The Federal Trade Commission voted 3-2 Tuesday to issue a final rule that would prohibit the enforcement of most noncompete agreements.
According to draft text published by FTC, the rule provides that it is a violation of federal antitrust laws for employers to enter into noncompetes with workers on or after the rule’s effective date. Existing noncompetes with senior executives may remain in force, but those with other workers are not enforceable after the effective date.
The final rule will take effect 120 days from the date of publication in the Federal Register, meaning it in could be in force as soon as late August — unless legal battles delay its implementation.
In a public meeting convened Tuesday to vote on the rule, Benjamin Cady, attorney at the FTC’s office of policy planning, said the agency estimated that approximately 1 in 5 U.S. workers is subject to a noncompete agreement, or about 30 million workers total. The commission said it received some 26,000 public comments in response to the proposed rule, with about 25,000 of these being supportive of the rule.
Cady said some of the public comments were submitted by workers who wanted to compete for better jobs or “strike out on their own and start new businesses,” but were prevented from doing so by noncompetes. He cited FTC estimates that a noncompete ban would increase worker earnings by $400 billion over a 10-year period, or $524 per worker per year.
“It’s so profoundly unfree and unfair for people to be stuck in jobs they want to leave, not because they lack better alternatives but because of noncompetes,” said Rebecca Slaughter, a Democratic commissioner who voted in favor of the rule. “This problem affects so many. It really affects all of us, even if no one in your family is subject to a noncompete.”
The component of the rule allowing existing noncompetes with senior executives to remain in force represents a change from FTC’s January 2023 proposed rule, and the rule defines “senior executives” as workers who earn more than $151,164 annually and who are in a “policy-making position.”
A policy-making position is defined, under the rule as:
- A business entity’s president, chief executive officer or the equivalent.
- Any other officer of a business entity who has policy-making authority.

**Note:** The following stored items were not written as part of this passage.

PR #16, opened 2019-06-15
Added integration test

pkj-m:
1. Added integration test for testing full stack. 
2. Modified the matrix2graph function to accept sparse matrices with elements <: Number, not just integers
3. Added LinearAlgebra and DiffEqDiffTools as dependencies.


src/matrix2graph.jl
```diff
@@ -10,7 +10,7 @@ sparse matrix, columns are represented with vertices
 and 2 vertices are connected with an edge only if
 the two columns are mutually orthogonal.
 """
-function matrix2graph(SparseMatrix::SparseMatrixCSC{Int64,Int64})
+function matrix2graph(SparseMatrix::SparseMatrixCSC{T,Int64}) where T<:Number
```
ChrisRackauckas: Instead of `Int64`, use `Int`.

Project.toml
```diff
@@ -4,7 +4,9 @@ authors = ["Pankaj Mishra <pankajmishra1511@gmail.com>"]
 version = "0.1.0"
 
 [deps]
+DiffEqDiffTools = "01453d9d-ee7c-5054-8395-0335cb756afa"
```
ChrisRackauckas: This only needs to be a test dependency

pkj-m: Done. Moved to extras.

src/matrix2graph.jl
pkj-m: Changed to Int.

PR #17, opened 2019-06-19
Automatic Differentiation with coloring

pkj-m:
Added function `compute_jacobian!` to compute Jacobian matrices using a coloring vector. Also added tests.

### DIFF
--- a/src/compute_jacobian_ad.jl
+++ b/src/compute_jacobian_ad.jl
@@ -1,0 +1,40 @@
+using ForwardDiff: Dual, jacobian, partials
+
+function compute_jacobian!(J::AbstractMatrix{<:Number},
+                f,
+                x::AbstractArray{<:Number};
+                color=1:length(x))
+
+    partials_array = Array{Float64}(undef, length(x), maximum(color))
+    for color_i in 1:maximum(color)
+        for i in 1:length(x)
+            if color[i]==color_i
+                partials_array[i,color_i] = 1
+            else
+                partials_array[i,color_i] = 0
+            end
+        end
+    end
+
+    p = Tuple.(eachrow(partials_array))
+    t = zeros(Dual{Nothing, Float64, maximum(color)},0)
+    for i in 1:length(x)
+       push!(t, Dual(x[i], p[i]))
+    end
+
+    fx = similar(t)
+    f(fx, t)
+
+    rows_index, cols_index, val = findnz(J)
+    for color_i in 1:maximum(color)
+        du = partials.(fx,color_i)
+        for i in 1:length(cols_index)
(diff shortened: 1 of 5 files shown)


test/test_ad.jl
```diff
@@ -0,0 +1,37 @@
+using SparseDiffTools
+using SparseArrays
+using ForwardDiff: Dual, jacobian
+
+fcalls = 0
+function f(dx,x)
```
matbesancon: Prefer 4 spaces for indentation

src/compute_jacobian_ad.jl
```diff
@@ -0,0 +1,40 @@
...
+            if color[i]==color_i
+                partials_array[i,color_i] = 1
+            else
+                partials_array[i,color_i] = 0
+            end
+        end
+    end
+
+    p = Tuple.(eachrow(partials_array))
+    t = zeros(Dual{Nothing, Float64, maximum(color)},0)
```
ChrisRackauckas:
```suggestion
    t = zeros(Dual{typeof(f), Float64, maximum(color)},length(x))
```

It's usually better to pre-allocate. The first part here being `typeof(f)` will tag the Duals so they won't accidentally overlap with other differentiations.

src/compute_jacobian_ad.jl
```diff
@@ -0,0 +1,40 @@
...
+    for i in 1:length(x)
+       push!(t, Dual(x[i], p[i]))
```
ChrisRackauckas:
```suggestion
       t[i] = Dual(x[i], p[i])
```

src/compute_jacobian_ad.jl
```diff
@@ -0,0 +1,40 @@
...
+    for color_i in 1:maximum(color)
+        du = partials.(fx,color_i)
+        for i in 1:length(cols_index)
+            if color[cols_index[i]]==color_i
+                J[rows_index[i],cols_index[i]] = du[rows_index[i]]
+            end
+        end
+    end
+
+    J = Array(J)
```
ChrisRackauckas: This isn't needed.

ChrisRackauckas:
So there's quite a few things that can be improved performance-wise, but it makes sense to do that in a follow up PR. Ideally we would just allocate everything upfront, and let the user pass in a cache that will store everything. Then we just need to use those cache variables to effectively do the computation without allocating. I'll merge and at least do a partial PR to show what I mean by this.

Additionally, we should be using chunk sizes. I find https://github.com/FluxML/Tracker.jl/blob/master/src/forward.jl a good reference on how to implement that. That will be easier to implement when we have a cache.

So I'm going to merge and we can keep handling this. I'll fix the tab spacing because that was my doing.

Issue #23, opened 2019-06-22
Respect the chunksize in forward-mode AD


ChrisRackauckas:
https://github.com/JuliaDiffEq/SparseDiffTools.jl/blob/master/src/differentiation/compute_jacobian_ad.jl#L47

ChrisRackauckas:
https://github.com/FluxML/Zygote.jl/blob/ce8111da692f776f7a8973cf32497319252a0559/src/lib/forward.jl#L12-L34 shows how to do it.

pkj-m:
Consider this Jacobian matrix :

![Screenshot from 2019-05-28 17-23-15](https://user-images.githubusercontent.com/17577971/59983307-aeb75c80-963b-11e9-9c42-c7e93358afe2.png)

This will give us the coloring vector: `[1,2,3,1,3]`
which in turn will give us the seed matrix (from which we derive the partials):

~~~
[[1, 0, 0],
 [0 ,1 ,0],
 [0, 0, 1],
 [1, 0, 0],
 [0, 0, 1]]
~~~
Now say if the chunksize is set to 3, then we are supposed to pass only 3 partials for the first AD call, so the partials that we'll be passing would look something like:
~~~
[[1, 0, 0],
 [0 ,1 ,0],
 [0, 0, 1],
 [0, 0, 0],
 [0, 0, 0]]
~~~
My idea is, instead of immediately passing these partials to the `forwarddiff_color_jacobian!`, can we store them in an array, say `partials_array`, whose first element will be the above shown partials list (converted to a tuple perhaps), and second element would look like:

~~~
[[0, 0, 0],
 [0 ,0 ,0],
 [0, 0, 0],
 [1, 0, 0],
 [0, 0, 1]]
~~~
Now we can pass this vector of partials to the function, iterate over it in the function body, for each `partial_i in partials_array`, compute the partial Jacobian, and save it in `J`. We don't decompress it yet. Instead, as we move to the next value of `partial_i` and compute more values of the Jacobian, we add them to the previously computed `J` itself. There will be no collision due to the way coloring works. Once all the partials have been computed, our compressed Jacobian will consist of all the final values. Now we can use the previously implemented decompression logic to obtain the original Jacobian.

Can you tell me if you see any flaws or problems with the logic or the implementation anywhere? I think you probably wanted me to decompress the column elements into their actual positions with each partial computation, but I believe this method would be much easier to implement without any obvious drawbacks or performance loss. Thoughts?

[...]

PR #35, opened 2019-06-25
Limit size of partials by chunk size

pkj-m:
Allows user to control the number of partials to be computed simultaneously by the program by passing the limit as chunk size.

Reference: #23

### DIFF
--- a/src/differentiation/compute_jacobian_ad.jl
+++ b/src/differentiation/compute_jacobian_ad.jl
@@ -1,4 +1,3 @@
-using SparseArrays
 struct ForwardColorJacCache{T,T2,T3,T4,T5}
     t::T
     fx::T2
@@ -123,27 +122,5 @@ function forwarddiff_color_jacobian!(J::AbstractMatrix{<:Number},
         end
 
     end
-
     nothing
-    #=
-    t .= Dual{typeof(f)}.(x, p)
-    f(fx, t)
-
-    if J isa SparseMatrixCSC
-        rows_index, cols_index, val = findnz(J)
-        for color_i in 1:maximum(color)
-            dx .= partials.(fx,color_i)
-            for i in 1:length(cols_index)
-                if color[cols_index[i]]==color_i
-                    J[rows_index[i],cols_index[i]] = dx[rows_index[i]]
-                end
-            end
-        end
-    else # Compute the compressed version
-        for color_i in 1:maximum(color)
-            J[:,i] .= partials.(fx,color_i)
-        end
-    end
-    nothing
-    =#
 end
--- a/src/differentiation/compute_jacobian_ad.jl
+++ b/src/differentiation/compute_jacobian_ad.jl
@@ -55,11 +55,7 @@ function generate_chunked_partials(x,color,::Val{N}) where N
 
     for color_i in 1:maximum(color)
         for j in 1:length(x)
-            if color[j]==color_i
-                partials[j,color_i] = true
-            else
-                partials[j,color_i] = false
-            end
+            partials[j, color_i] = color[j] == color_i
         end
     end
 
--- a/src/differentiation/compute_jacobian_ad.jl
+++ b/src/differentiation/compute_jacobian_ad.jl
@@ -128,6 +128,7 @@ function forwarddiff_color_jacobian!(J::AbstractMatrix{<:Number},
                     color_i = 1
                 end
             end
+        end
     end
     nothing
 end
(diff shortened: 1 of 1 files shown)


src/differentiation/compute_jacobian_ad.jl
```diff
@@ -44,20 +44,38 @@ end
...
+    chunked_partials = Array{Array{NTuple,1},1}(undef, num_of_chunks)
 
-    partials_array = BitMatrix(undef, length(x), maximum(color))
     for color_i in 1:maximum(color)
-        for i in eachindex(x)
-            if color[i]==color_i
-                partials_array[i,color_i] = true
+        for j in 1:length(x)
+            if color[j]==color_i
+                partials[j,color_i] = true
```
YingboMa: `partials[j,color_i] = color[j] == color_i`

src/differentiation/compute_jacobian_ad.jl
```diff
@@ -44,20 +44,34 @@ end
 generate_chunked_partials(x,color,N::Integer) = generate_chunked_partials(x,color,Val(N))
 function generate_chunked_partials(x,color,::Val{N}) where N
 
-    # TODO: should only go up to the chunksize each time, and should
-    # generate p[i] different parts, each with less than the chunksize
+    chunksize = getsize(default_chunk_size(maximum(color)))
```
ChrisRackauckas: we still aren't making use of the actual chunksize if passed by the user, so we should fix that up in a follow up.

src/differentiation/compute_jacobian_ad.jl
```diff
@@ -79,23 +93,37 @@ function forwarddiff_color_jacobian!(J::AbstractMatrix{<:Number},
...
+                end
+                color_i += 1
+                if color_i == maximum(color) + 1
+                    color_i = 1
+                end
+            end
+        else
+            for j in 1:chunksize
+                col_index = (i-1)*chunksize + j
+                J[:, col_index] .= partials(fx, color_i)
```
ChrisRackauckas: partials.(

ChrisRackauckas:
```suggestion
                J[:, col_index] .= partials.(fx, color_i)
```

src/differentiation/compute_jacobian_ad.jl
```diff
@@ -79,23 +93,37 @@ function forwarddiff_color_jacobian!(J::AbstractMatrix{<:Number},
...
+                color_i += 1
+                if color_i == maximum(color) + 1
```
ChrisRackauckas: this will only happen at the end?

ChrisRackauckas: Oh I see what this is. The name is confusing because it's not longer necessarily the color. Name it like `cur_partial`. And shouldn't it reset after it hits the chunksize? Otherwise `partials(fx, color_i)` can have `color_i > chunksize` and it will index a partial that doesn't exist

src/differentiation/compute_jacobian_ad.jl
```diff
@@ -79,23 +93,37 @@ function forwarddiff_color_jacobian!(J::AbstractMatrix{<:Number},
...
+            for j in 1:chunksize
+                dx .= partials.(fx, j)
+                for k in 1:length(cols_index)
+                    if color[cols_index[k]] == color_i
+                        J[rows_index[k], cols_index[k]] = dx[rows_index[k]]
+                    end
+                end
+                color_i += 1
+                if color_i == maximum(color) + 1
+                    color_i = 1
```
ChrisRackauckas: this doesn't seem to be used?

pkj-m: That's because the chunk size defined here 
~~~
function default_chunk_size(maxcolor)
    if maxcolor < DEFAULT_CHUNK_THRESHOLD
        Val(maxcolor)
    else
        Val(DEFAULT_CHUNK_THRESHOLD)
    end
end
~~~
ensures that the size of a chunk is always less than or equal to the number of colors used. If we decide to use chunk sizes that are larger than the maximum value of color, we'll have to make sure `color_i` wraps around instead of going past the largest value in coloring vector.

pkj-m: Oh okay nevermind my bad. That made no sense.

ChrisRackauckas:
Looks good! Still a few things I would change around, so I'll just merge and then send a PR when my flight is done.

src/differentiation/compute_jacobian_ad.jl
pkj-m: Yeah you're right. But I think we can just remove the `color_i` variable entirely and simply copy the columns from the partials to the Jacobian using
~~~
for j in 1:chunksize
    col_index = (i-1)*chunksize + j
    J[:, col_index] .= partials.(fx, j)
end
~~~
We use `col_index` variable to map which column in the original matrix would the the `jth` column in the `ith` pass of the chunked partials would correspond to, using the equation supplied.

PR #38, opened 2019-06-27
Vectorized decompression

ChrisRackauckas:
It is slower but potentially useful for GPUs:

```julia
# Vectorized: 13.366 μs (16 allocations: 5.08 KiB)
# Loop: 2.513 μs (4 allocations: 2.41 KiB)
```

- Any other natural person who has policy-making authority for the business entity similar to an officer with policy-making authority.
Additionally, “policy-making authority” is defined as final authority to make policy decisions that control significant aspects of a business entity or a common enterprise, FTC said. This authority does not include authority limited to advising or exerting influence over such policy decisions or having final authority to make policy decisions for only a subsidiary of, or an affiliate of, a common enterprise.
“For example, many executives in what is often called the ‘C-suite’ will likely be senior executives if they are making decisions that have a significant impact on the business, such as important policies that affect most or all of the business,” FTC said.
The commission’s proposed rule drew backlash from employers last year, and employer-side attorneys who spoke with HR Dive at the time said that federal courts may decide that FTC does not have the authority to regulate noncompete agreements.
The rule’s announcement also led to speculation that employers might be able to consider alternatives to noncompetes in light of the proposed ban, and FTC did point to potential “less restrictive” alternatives Tuesday. Nondisclosure agreements, for example, could provide employers “well-established means to protect proprietary and other sensitive information,” it said in a press release announcing the vote.